MOLLY BLOOM: OK, judges, is that an evil behavior or a misunderstood behavior?

SOPHIA CHOO: Misunderstood.

ALEX MARIOTT: Misunderstood. It's not their fault they're sneaky.

MOLLY BLOOM: Sanden won that round. OK, this is the last round. Marc, this is your chance to catch up. Cats can sleep up to 16 hours a day. Good or evil? Sanden?

SANDEN TOTTEN: That's good because 16 hours? I got nothing.

MARC SANCHEZ: Yeah, I don't know if this is really a question about good or evil. I think it's lazy. I think cats are lazy.

SANDEN TOTTEN: Yeah. cats are lazy. No debate. That's there.


MOLLY BLOOM: Well, there you have it. I mean, to sum up, cats are misunderstood. Sanden took this debate. Well done, Sanden.


And of course, you don't have to agree with our judges. You can make up your own mind. Thank you very much, everybody. Let's go, guys.


THE DINO BIRDS: (SINGING) You may have heard somebody say, that when you fight like cats and dogs, it's a bad thing. Yes, a rivalry's cliched. There's a torn up house, and it's from our fighting. And everybody knows, Lassie, Snoopy, Scooby-doo, and Shiloh. Garfield, Cruickshank, Puss in Boots, and Milo celebrities, but we're from two different teams.

And everybody knows Cat in the Hat, Cheshire, Hello Kitty, Clifford, Toto, Rin Tin Tin, and Benji. We don't care because we'll never be a pair. And we'll never be roommates. Cats and dogs don't get along. We always fight, and it's because the only thing we share are fun. But we know who's cooler.

MOLLY BLOOM: That's music from our friends, the Dino Bird. You can find out more about them on Facebook.
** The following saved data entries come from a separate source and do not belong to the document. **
PR #148, opened 2017-06-05
don't wrap exceptions

o-:
the wrapping of the exception makes it harder to trace back to
the point of origin of the exception. Since all those exceptions
in the optimizer should be fixed it does not make much sense
to have it there. When I want to debug a problem in an optimizer
I always have to remove this code first to be able to see the
origin of the exn.

### DIFF
--- a/transform.ml
+++ b/transform.ml
@@ -44,13 +44,7 @@ let as_opt_program (transform : opt_function) : opt_prog =
     | Some instrs -> true, instrs in
   fun prog ->
     let changed, main =
-      try transform' prog.main
-      with exn ->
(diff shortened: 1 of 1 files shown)


mhyee (approved):
I'm surprised that this is a problem (or maybe I don't understand exceptions), because the exception is being re-raised.

In any case, I think this is a reasonable change.

gasche:
(The not-yet-released OCaml 4.05 has a feature to be very precise about backtrace re-raising that would make it a non-issue, but let's merge this for now -- we can revisit it after the release :- )

PR #150, opened 2017-06-06
Remove broken check.

mhyee:
This check is performed a few lines below. Worse, the check is missing
begin/end, so nothing actually happens to the input programs.


o-:
ehm, this was there intentionally (unfinished though)...

There is a chicken-egg problem.

1. autofix breaks on broken programs
2. check complains about broken scope

so the idea was to run check first but only report errors that autofix would crash on, then autofix, then re-run checks and report all errors.

mhyee:
Opened a new issue for tracking: #152.

I had to remove it because it was blocking me. I was very confused when I ran sourir and nothing happened.

PR #1552, opened 2025-02-12
chore: extract security scan workflow into jimm

kian99:
## Description
This PR removes the dependency on the comsys-build-tools repo and place the security scanning steps directly into JIMM's repo. This reduces the coupling to that repo and lowers the complexity with less branching logic based on input parameters.

### DIFF
--- a/.github/workflows/security-scan-weekly.yaml
+++ b/.github/workflows/security-scan-weekly.yaml
@@ -6,21 +6,79 @@ on:
   workflow_dispatch:
 
 jobs:
-  security-scan:
+  repo-security-scan:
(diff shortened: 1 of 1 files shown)


ale8k (approved):
lgtm - maybe just check if we can drop the mirror (idk if we can or if it does any harm really but yeah)

kian99:
> lgtm - maybe just check if we can drop the mirror (idk if we can or if it does any harm really but yeah)

Choosing to keep it for now as we introduced it to avoid rate-limiting issues on the upstream source.

SimoneDutto (approved):

PR #1553, opened 2025-02-25
chore: rename nested commands to be top-level

kian99:
## Description

This PR is a step towards moving `jimmctl` into the `jaas` plugin as described in [the spec](https://docs.google.com/document/d/14Xj3KkiTZaJLNQHTCMTecIfc3v3owgj2jGJuPU8I-QE/edit?tab=t.0).

In this PR we move all auth related commands to top-level commands. From `jimmctl auth group list` to `juju list-groups`. 

Additionally, all `relation` related commands were renamed to `permissions` i.e. `jimmctl auth relation add` -> `juju add-permission`.

Partially addresses [JUJU-7479](https://warthogs.atlassian.net/browse/JUJU-7479)

[JUJU-7479]: https://warthogs.atlassian.net/browse/JUJU-7479?atlOrigin=eyJpIjoiNWRkNTljNzYxNjVmNDY3MDlhMDU5Y2ZhYzA5YTRkZjUiLCJwIjoiZ2l0aHViLWNvbS1KU1cifQ


alesstimec (approved):

cmd/jimmctl/cmd/group.go
```diff
@@ -21,10 +20,6 @@ import (
 )
 
 const (
-	groupDoc = `
-The group command enables group management for jimm
-`
-
 	addGroupDoc = `
```
ale8k: I think... Now this is going top level, and could become confusing to juju users let's get super explicit about these commands. And also format it somewhat similar to juju's existing commands like add-model:
```
❯ jj add-model -h
Usage: juju add-model [options] <model name> [cloud|region|(cloud/region)]

Summary:
Adds a workload model.
```
They don't say "the X command does Y", they just summarise it. Or should we change wording in a follow up?

cmd/jimmctl/cmd/relation.go
```diff
@@ -52,7 +52,7 @@ E.g. "user-Alice" or "controller-MyController"
         }
     ]
 
-Certain constraints apply when creating/removing a relation, namely:
+Certain constraints apply when creating/removing permissions, namely:
```
ale8k: Let's stick to one word, permission or access, we say here permissions but on line 87 we say access. I'd prefer we get our language totally ubiquitous as Juju is already a confusing beast.

cmd/jimmctl/cmd/relation.go
```diff
@@ -84,85 +84,69 @@ If target_object is an application offer, the relation can be one of:
...
-This will grant/revoke the relation to all users within TeamA:
+This will grant/revoke access to all users within TeamA:
 
 	group-TeamA#member administrator controller-MyController
 `
 
-	addRelationDoc = `
-The add command adds relation to jimm.
+	addPermissionDoc = `
+Adds access to a resource.
```
ale8k: Again we say addPermissionDoc, but then it says Adds access to a resource. It's also more "granting" rather than adding right? I'd go with sometihng more like Juju, they explain what you can grant to in their grant doc:
```
Grants access level to a Juju user for a model, controller, or application offer.
```

So when we settle on permission or access, let's say "<Grants/Adds> <permission/access> level to a JIMM user for a model, etc, etc,

SimoneDutto (commented):
you should update the scripts that use these commands.
For example: `./local/jimm/setup-service-account`, but maybe there are others.
This one about the setup-service account is important for terraform tests

ale8k (changes requested):
Instead of littering this PR with comments, I've left 3 with my main concerns, could you skim over the the role command too ensuring language is ubiquitous as it'll probably become the de facto language we use from then on (esp once JIMM see's actual users).

cmd/jimmctl/cmd/relation.go
ale8k: I also don't really mind which, but just some consistency and caution as I think this will end up in stone honestly.

cmd/jimmctl/cmd/relation.go
kian99: I would say we can't stick to one word here because the two words are complementary.
Just looking at the English definitions,

Permission
>the action of officially allowing someone to do a particular thing; consent or authorization.

Access
>the means or opportunity to approach or enter a place.

So granting _permission_ provides _access_, at least that seems right. So addressing your next comment, I'll change the language to `Grants access` since `Adds permission` sounds wrong (probably because I've got it in my head now that permission is sort of a verb).

Also a heads up that the help text for `add-permission` says `Grants access...` and the docstring for `list-permissions` says `Lists permissions` in case that's too terrible and we need to change it or else bad things will happen.

cmd/jimmctl/cmd/group.go
kian99: Good point, fixed for all the commands to just `Adds a group.` from `The add command adds group to jimm.`

ale8k (approved):
lgtm, I was thinking we can improve the purpose docs to be consistent and a little more detailed but I think that's for later.

cmd/jaas/cmd/relation.go
```diff
@@ -31,10 +31,13 @@ const (
 )
 
 const (
-	relationDoc = `
-relation command enables relation management for jimm
-`
 	genericConstraintsDoc = `
+This command work at a low-level and commands like 'juju grant'
```
alesstimec: s/work/works/

cmd/jaas/cmd/relation.go
```diff
@@ -84,85 +87,69 @@ If target_object is an application offer, the relation can be one of:
...
-	cmd.Register(newCheckRelationCommand())
-	cmd.Register(newListRelationsCommand())
-
-	return cmd
-}
-
-// newAddRelationCommand returns a command to add a relation.
-func newAddRelationCommand() cmd.Command {
-	cmd := &addRelationCommand{
+// NewAddPermissionCommand returns a command to add a relation.
```
alesstimec: "add a relation" vs "add a permission".. while "relation" is technically correct, we should also consider if we're introducing too much terminology to describe the same concept..

alesstimec (approved):
LGTM with a few comments

SimoneDutto (approved):

cmd/jaas/cmd/relation.go
kian99: Changed the use of `relation` in docstrings to `grant access`, `revoke access` or `lists permissions` where appropriate.

PR #1557, opened 2025-02-26
dump logs to github artifacts

SimoneDutto:
## Description
add step to github workflow to dump logs to a github artifact to make it easier to debug.

## Engineering checklist

- [ ] Documentation updated
- [ ] Covered by unit tests

### DIFF
--- a/.github/actions/test-server/action.yaml
+++ b/.github/actions/test-server/action.yaml
@@ -37,6 +37,11 @@ outputs:
 runs:
   using: "composite"
   steps:
+    - name: Set container name
+      id: set-container-name
+      run: echo "container_name=$([[ '${{ inputs.jimm-version }}' == 'dev' ]] && echo 'jimm' || echo 'jimm-test')" >> $GITHUB_ENV
+      shell: bash
+
     - name: Login to GitHub Container Registry
       if: ${{ inputs.jimm-version != 'dev' }}
       uses: docker/login-action@v3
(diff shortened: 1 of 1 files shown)


alesstimec (approved):

.github/actions/test-server/action.yaml
```diff
@@ -136,3 +136,16 @@ runs:
       run: ./local/jimm/setup-service-account.sh
       working-directory: ${{ github.action_path }}/../../..
       shell: bash
+    
+    - name: Dump JIMM container logs
+      if: always()
```
kian99, line 146: The logs could be very long if this action is used in a workflow like the Terraform provider where it does integration testing.

kian99 (approved):

.github/actions/test-server/action.yaml
SimoneDutto: i'm working on making it a "post-setup" action.
because now the logs are just the one generated in this very workflow, without the things after that are using this workflow.

.github/actions/test-server/action.yaml
```diff
@@ -37,6 +37,11 @@ outputs:
 runs:
   using: "composite"
   steps:
+    - name: Set container name
+      id: set-container-name
+      run: echo "container_name=$([[ '${{ inputs.jimm-version }}' == 'dev' ]] && echo 'jimm' || echo 'jimm-test')" >> $GITHUB_ENV
```
kian99, line 42: Maybe we should update the docker compose so that both both profiles start jimm with the same name? Just `jimm`.

.github/actions/test-server/action.yaml
SimoneDutto: we can merge it as it now, so we have the debug log for our issue. and then work on the post setup

PR #1560, opened 2025-02-27
feat: surface all errors

kian99:
## Description
This is a test PR to see what kinds of things break if we were to surface all errors.

## Engineering checklist

- [ ] Documentation updated
- [ ] Covered by unit tests

### DIFF
--- a/internal/errors/errors_test.go
+++ b/internal/errors/errors_test.go
@@ -1,8 +1,9 @@
-// Copyright 2024 Canonical.
+// Copyright 2025 Canonical.
 
 package errors_test
 
 import (
+	stderr "errors"
 	"testing"
 
 	qt "github.com/frankban/quicktest"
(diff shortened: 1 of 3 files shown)


internal/errors/errors_test.go
```diff
@@ -35,3 +36,18 @@ func TestE(t *testing.T) {
...
+	err := stderr.New("foo")
+
+	code := errors.Code("test code")
+	err = errors.E(errors.Op("test.op"), code, "reason", err)
+	c.Check(err.Error(), qt.Equals, `reason: foo`)
+	c.Check(errors.ErrorCode(err), qt.Equals, code)
+
+	err = errors.E(errors.Op("test.op2"), err, "more info")
+	c.Check(err.Error(), qt.Equals, `more info: reason: foo`)
+	c.Check(errors.ErrorCode(err), qt.Equals, code)
```
SimoneDutto, line 52: can you add two tests with errors concatenated?
- Use the output of errors.E for another errors.E to make sure we are seeing all output.
- Use the output of errors.E for another std.error.New() to see if it collects the error and the message or just the error

PR #1564, opened 2025-03-03
add model uuid to ssh key

SimoneDutto:
## Description

In this PR we add model uuid to ssh key table.
This is to be consistent with juju 3.6 behaviour.

The approach is to add a new struct to ssh keys method, called SSHKeyModel.
It contains two fields:
- ModelUUID: string
- All: boolean

And passing this struct to ssh keys methods to scope the operation on a single model or every models.

This is to facilitate behaviour where we want to query all ssh keys for user, independently of the model.
So, it should be easy to reuse this code for juju 4 as well.

I've QAed locally, and by landing this PR, the failing ssh keys tests in the terraform provider pass.
```
Running tool: /usr/local/go/bin/go test -timeout 120s -run ^TestAcc_ResourceSSHKey$ github.com/juju/terraform-provider-juju/internal/provider

ok  	github.com/juju/terraform-provider-juju/internal/provider	3.897s
```

### DIFF
--- a/internal/db/sshkeys.go
+++ b/internal/db/sshkeys.go
@@ -22,13 +22,18 @@ func (d *Database) AddSSHKey(ctx context.Context, sshKey *dbmodel.SSHKey) (err e
 	defer servermon.ErrorCounter(servermon.DBQueryErrorCount, &err, string(op))
 
 	if err := d.DB.WithContext(ctx).Create(sshKey).Error; err != nil {
-		return errors.E(op, dbError(err))
+		dbErr := dbError(err)
+		if errors.ErrorCode(dbErr) == errors.CodeAlreadyExists {
+			// we don't return an error if a user tries to add the same key twice.
+			return nil
+		}
+		return errors.E(op, dbErr)
 	}
 	return nil
 }
 
 // RemoveSSHKeyByFingerprint removes a user's ssh key identified by its fingerprint.
-func (d *Database) RemoveSSHKeyByFingerprint(ctx context.Context, identityName string, fingerprint string) (err error) {
+func (d *Database) RemoveSSHKeyByFingerprint(ctx context.Context, identityName string, model SSHKeyModelFilter, fingerprint string) (err error) {
 	const op = errors.Op("db.RemoveSSHKeyByFingerprint")
 
 	if err := d.ready(); err != nil {
@@ -40,6 +45,7 @@ func (d *Database) RemoveSSHKeyByFingerprint(ctx context.Context, identityName s
 	defer servermon.ErrorCounter(servermon.DBQueryErrorCount, &err, string(op))
 
 	query := d.DB.Where("identity_name = ?", identityName).
+		Where("model_uuid = ?", model.ModelUUID).
 		Where("md5_fingerprint = ?", fingerprint).
 		Delete(&dbmodel.SSHKey{})
 
@@ -55,7 +61,7 @@ func (d *Database) RemoveSSHKeyByFingerprint(ctx context.Context, identityName s
 }
 
 // RemoveSSHKeyByComment removes a user's ssh key identified by its comment.
-func (d *Database) RemoveSSHKeyByComment(ctx context.Context, identityName string, comment string) (err error) {
+func (d *Database) RemoveSSHKeyByComment(ctx context.Context, identityName string, model SSHKeyModelFilter, comment string) (err error) {
 	const op = errors.Op("db.RemoveSSHKeyByComment")
 
 	if err := d.ready(); err != nil {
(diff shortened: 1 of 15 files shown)


internal/dbmodel/sql/postgres/023_add_model_ssh_keys.up.sql
```diff
@@ -0,0 +1,7 @@
+-- add model association to user ssh keys
+ALTER TABLE ssh_keys DROP CONSTRAINT unique_identity_ssh_key;
+
+ALTER TABLE ssh_keys ADD COLUMN model_uuid TEXT,
+    ADD CONSTRAINT fk FOREIGN KEY(model_uuid) REFERENCES models(uuid) ON DELETE CASCADE;
```
kian99: Could we format this slightly differently 
```suggestion
ALTER TABLE ssh_keys 
    ADD COLUMN model_uuid TEXT,
    ADD CONSTRAINT fk FOREIGN KEY(model_uuid) REFERENCES models(uuid) ON DELETE CASCADE;
```

internal/db/sshkeys.go
```diff
@@ -22,13 +22,18 @@ func (d *Database) AddSSHKey(ctx context.Context, sshKey *dbmodel.SSHKey) (err e
...
+			return nil
+		}
+		return errors.E(op, dbErr)
 	}
 	return nil
 }
 
 // RemoveSSHKeyByFingerprint removes a user's ssh key identified by its fingerprint.
-func (d *Database) RemoveSSHKeyByFingerprint(ctx context.Context, identityName string, fingerprint string) (err error) {
+func (d *Database) RemoveSSHKeyByFingerprint(ctx context.Context, identityName string, model dbmodel.SSHKeyModel, fingerprint string) (err error) {
```
kian99: Let's rather pass in `modelUUID string` rather than a whole model object.

SimoneDutto: the name is poor but i didn't have any better, but the scope of this argument is what is described in the PR description

SimoneDutto: it is not the whole model, it is just two fields

kian99: Ah I see it now

internal/jimm/sshkeys/sshkeys_test.go
```diff
@@ -38,41 +40,40 @@ func (s *sshKeysManagerSuite) Init(c *qt.C) {
 	c.Assert(err, qt.IsNil)
 
 	s.db = db
-
+	user, _, _, model, _, _, _, _ := jimmtest.CreateTestControllerEnvironment(ctx, c, s.db)
```
kian99, line 43: I'm not the biggest fan of this test method if we can avoid it.

kian99 (approved):

internal/db/sshkeys.go
```diff
@@ -22,13 +22,18 @@ func (d *Database) AddSSHKey(ctx context.Context, sshKey *dbmodel.SSHKey) (err e
 	defer servermon.ErrorCounter(servermon.DBQueryErrorCount, &err, string(op))
 
 	if err := d.DB.WithContext(ctx).Create(sshKey).Error; err != nil {
-		return errors.E(op, dbError(err))
+		dbErr := dbError(err)
+		if errors.ErrorCode(dbErr) == errors.CodeAlreadyExists {
+			// we don't return an error if a user tries to add the same key twice.
+			return nil
```
alesstimec, line 28: :+1:

internal/dbmodel/sshkeys.go
```diff
@@ -16,10 +16,20 @@ type SSHKey struct {
...
 	// PublicKey holds the user's public SSH key.
 	PublicKey []byte `gorm:"uniqueIndex:unique_identity_ssh_key"`
 	// MD5Fingerprint is the MD5 fingerprint of the public key.
 	MD5Fingerprint string
 	// KeyComment holds a user provided comment.
 	KeyComment string
 }
+
+// SSHKeyModel holds the model UUID for the SSH Key or a flag to list all keys independent of the model.
+type SSHKeyModel struct {
```
alesstimec: could we move this type to the db package and keep dbmodel package only for those types that get stored in the database?

internal/db/sshkeys.go
alesstimec: how about we just have `dbmodel.SSHKey` as parameter?

internal/db/sshkeys.go
```diff
@@ -55,7 +61,7 @@ func (d *Database) RemoveSSHKeyByFingerprint(ctx context.Context, identityName s
 }
 
 // RemoveSSHKeyByComment removes a user's ssh key identified by its comment.
-func (d *Database) RemoveSSHKeyByComment(ctx context.Context, identityName string, comment string) (err error) {
+func (d *Database) RemoveSSHKeyByComment(ctx context.Context, identityName string, model dbmodel.SSHKeyModel, comment string) (err error) {
```
alesstimec: same here.. we could just have `dbmodel.SSHKey` as parameter

internal/dbmodel/sshkeys.go
alesstimec: or maybe we don't even need it.

alesstimec (approved):
LGTM with a few suggestions

internal/db/sshkeys.go
SimoneDutto: I can't express the `All` flag via the `dbmodel.SSHKey`

internal/dbmodel/sshkeys.go
SimoneDutto: i'm moved this struct to the db pkg

PR #1566, opened 2025-03-04
add option to bootstrap controller via charmed k8s action

SimoneDutto:
## Description
Add an option to bootstrap the controller via charmed action or not.
The idea is to set this option to false in juju action where we build juju manually and we can then bootstrap the controller with that build.

By making this changes, we are able to add smoke test to juju with a running jaas and a dev-built bootstrapped juju controller.

You can check it here: https://github.com/juju/juju/actions/runs/13655481588/job/38173523588?pr=19051

## Engineering checklist

- [ ] Documentation updated
- [ ] Covered by unit tests

### DIFF
--- a/.github/actions/test-server/action.yaml
+++ b/.github/actions/test-server/action.yaml
@@ -23,6 +23,13 @@ inputs:
     description: 'Dump JIMM container logs at the end of the action.'
     required: false
     default: "false"
+  use-charmed-k8s-action:
+    description: |
+      If set to true the action will use the charmed-kubernetes/actions-operator to bootstrap a Juju controller via Juju snap.
+      If set to false the workflow calling this action needs to provide the Juju binary in the PATH, that the action will use 
+      to bootstrap a controller.
+    required: false
+    default: 'true'
 
 outputs:
   url:
@@ -87,7 +94,9 @@ runs:
         sudo lxd init --auto && \
         sudo chmod a+wr /var/snap/lxd/common/lxd/unix.socket && \
         lxc network set lxdbr0 ipv6.address none && \
-        sudo usermod -a -G lxd $USER
+        sudo usermod -a -G lxd $USER && \
+        sudo iptables -F FORWARD && \
+        sudo iptables -P FORWARD ACCEPT
       shell: bash
 
     - name: Setup cloud-init script for bootstraping Juju controllers
@@ -95,7 +104,8 @@ runs:
       shell: bash
       working-directory: ${{ github.action_path }}/../../..
       env:
-        SKIP_BOOTSTRAP: true
+        # skip bootstrap in case we use the charmed k8s action
+        SKIP_BOOTSTRAP: ${{ inputs.use-charmed-k8s-action == 'true'}} 
         CLOUDINIT_FILE: "cloudinit.temp.yaml"
 
     # See: https://github.com/charmed-kubernetes/actions-operator/issues/82
@@ -105,6 +115,7 @@ runs:
         python-version: ${{ inputs.python-version }}
 
     - name: Setup Juju Controller
+      if: ${{ inputs.use-charmed-k8s-action == 'true' }}
       uses: charmed-kubernetes/actions-operator@main
       with:
         provider: "lxd"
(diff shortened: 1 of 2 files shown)


.github/actions/test-server/action.yaml
```diff
@@ -87,15 +91,18 @@ runs:
         sudo lxd init --auto && \
         sudo chmod a+wr /var/snap/lxd/common/lxd/unix.socket && \
         lxc network set lxdbr0 ipv6.address none && \
-        sudo usermod -a -G lxd $USER
+        sudo usermod -a -G lxd $USER && \
+        sudo iptables -F FORWARD && \
```
alesstimec, line 98: how is this related to the boostrap config options?

SimoneDutto: I'll try my best to explain.
With this changes, we don't use the `charmed-kubernetes/actions-operator` action, but we rather bootstrap a controller using the lxd installed in this step.
- from ubuntu 22.04 we need this as well otherwise networking in lxd won't work.
- i've copied these commands from the action `charmed-kubernetes/actions-operator` https://github.com/charmed-kubernetes/actions-operator/blob/1c7c9a30d7d233e26e7a4fc1505cc44bbd937229/src/bootstrap/index.ts#L68-L73

A possible question you could have is:
Why was it working before then? Well before we were installing lxd in this step but then the `charmed-kubernetes/actions-operator` would have configure lxd again, so it was setting using this command as well.

Hope it's clear.

SimoneDutto: a thing i don't know is "what happens if they use this action in an ubuntu 20.04 machine?".
Is it worth to investigate? Or are we sure it is used basically by us on "newer versions"?

.github/actions/test-server/action.yaml
```diff
@@ -23,6 +23,10 @@ inputs:
     description: 'Dump JIMM container logs at the end of the action.'
     required: false
     default: "false"
+  bootstrap-controller-via-charmed-kubernetes-action:
+    description: 'Whether we bootstrap a controller to add to jimm via the charmed-kubernetes action.'
+    required: false
+    default: 'true'
```
kian99: I'd change this flag to `bootstrap-via-snap-juju`

SimoneDutto: it is not accurate though, because you could potentially install juju via snap and set this flag to false, and it will work as well.

kian99: Fair, but a shorter would be better imo. Maybe `use-released-juju-version`, and then update the description to mention when you might want to use this, e.g. "If this option is set to false, the workflow calling this action is expected to provide a Juju binary on the PATH that will be used to bootstrap a controller and add it to jimm".

SimoneDutto: let me brainstorm a name with my friend `gemini` (@alesstimec look away)

SimoneDutto:
```
use-charmed-k8s-action:
    description: |
      true: Use charmed-kubernetes/actions-operator to install juju and bootstrap a controller.
      false: Use existing Juju in the PATH and bootstrap a controller via QA scripts.
```
wdyt?

kian99: Name is fine, but the `true/false` description is confusing. I'd still suggest just giving it to the user in simple language, what happens if they set this value to false and why they might want to do that.

SimoneDutto: done.

alesstimec (approved):

.github/actions/test-server/action.yaml
```diff
@@ -23,6 +23,13 @@ inputs:
     description: 'Dump JIMM container logs at the end of the action.'
     required: false
     default: "false"
+  use-charmed-k8s-action:
+    description: |
+      If sets to true the action will use the charmed-kubernetes/actions-operator to bootstrap a Juju controller via Juju snap.
+      If sets to false the action you need to provide the juju binary in the PATH, and the action will 
+      bootstrap a controller with that juju binary.
```
kian99:
```suggestion
      If set to true the action will use the charmed-kubernetes/actions-operator to bootstrap a Juju controller via Juju snap.
      If set to false the workflow calling this action needs to provide the Juju binary in the PATH, that the action will use to bootstrap a controller.
```

kian99 (approved):

PR #1567, opened 2025-03-04
chore: copy jimmctl commands to jaas snap

kian99:
## Description
This PR is the start of the jimmctl migration to the jaas plugin. Here, I've copied all the commands verbatim to the jaas snap folder without wiring them up so that,
1. We maintain the existing functionality of the jimmctl snap
2. We can make follow-up PRs to shape the jaas plugin into it's new shape.

Unfortunately since this is a copy and not a move, I'm unsure how to preserve the history or whether its worth the effort.

### DIFF
--- a/cmd/jaas/cmd/addcloudtocontroller.go
+++ b/cmd/jaas/cmd/addcloudtocontroller.go
@@ -1,0 +1,220 @@
+// Copyright 2025 Canonical.
+
+package cmd
+
+import (
+	"fmt"
+	"os"
+
+	"github.com/juju/cmd/v3"
+	"github.com/juju/gnuflag"
+	jujuapi "github.com/juju/juju/api"
+	"github.com/juju/juju/cloud"
+	jujucmd "github.com/juju/juju/cmd"
+	jujucmdcloud "github.com/juju/juju/cmd/juju/cloud"
+	jujucmdcommon "github.com/juju/juju/cmd/juju/common"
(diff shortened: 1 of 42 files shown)


alesstimec (commented):
I'd like us to preserve the history of the copied files.. so perhaps create a branch where you `git mv` files to the new location and then merge that back into your PR (see suggestions is https://stackoverflow.com/questions/16937359/git-copy-file-preserving-history)

kian99:
> I'd like us to preserve the history of the copied files.. so perhaps create a branch where you `git mv` files to the new location and then merge that back into your PR (see suggestions is https://stackoverflow.com/questions/16937359/git-copy-file-preserving-history)

@alesstimec I've tried this before and it didn't work, the comments on the post also suggest that it doesn't work in newer versions of git. This [other answer](https://stackoverflow.com/a/1043566) however sheds some light on how git can handle copies,
>Git does not do rename tracking nor copy tracking, which means it doesn't record renames or copies. What it does instead is rename and copy detection. You can request rename detection in git diff (and git show) by using the -M option, you can request additional copy detection in changed files by using the -C option instead, and you can request more expensive copy detection among all files with -C -C. See the [git-diff](http://git-scm.com/docs/git-diff) manpag

alesstimec (approved):
:shipit:

SimoneDutto (approved):
looking good, all the 6 thousands lines

PR #1568, opened 2025-03-04
make snap jaas executable

SimoneDutto:
## Description
`jaas` snap was not executable by itself as it is `jimmctl`, it was just a juju plugin. This pr makes jaas executable by itself.
The reason we need this is to make sure we can use jaas commands by doing `jaas add-service-account` instead `juju add-service-account`, and this is particularly useful when we build juju in devmode and we can't access snap jaas plugin commands via juju.

To accomplish that I've basically c/p jimmctl snapcraft.yaml

## Engineering checklist

- [ ] Documentation updated
- [ ] Covered by unit tests

### DIFF
--- a/snaps/jaas/snapcraft.yaml
+++ b/snaps/jaas/snapcraft.yaml
@@ -3,8 +3,7 @@ summary: JAAS plugin
 description: Juju plugin for providing JAAS functionality to the Juju CLI.
 version: git
 grade: stable
-base: bare
-build-base: core20
+base: core20
 confinement: strict
 
 slots:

And thanks to audio engineer, Johnny Vince Evans. That's all for this episode of Brains On. If you want to hear more from us, sign up for our newsletter, where we'll tell you about new episodes, events, and other fun stuff. You can do that at brainson.org. We'll be back soon with more answers to your questions. Thanks for listening.

THE DINO BIRDS: (SINGING) Oh, Oh. I took a poo right over there. Excuse me, I have a hair ball.


And we'll never be roommates. Cats and dogs don't get along. We always fight, and it's because the only thing we share is fun, but we know who's cooler. Cats and dogs don't disagree. Baby, it's true. We're from different pedigrees.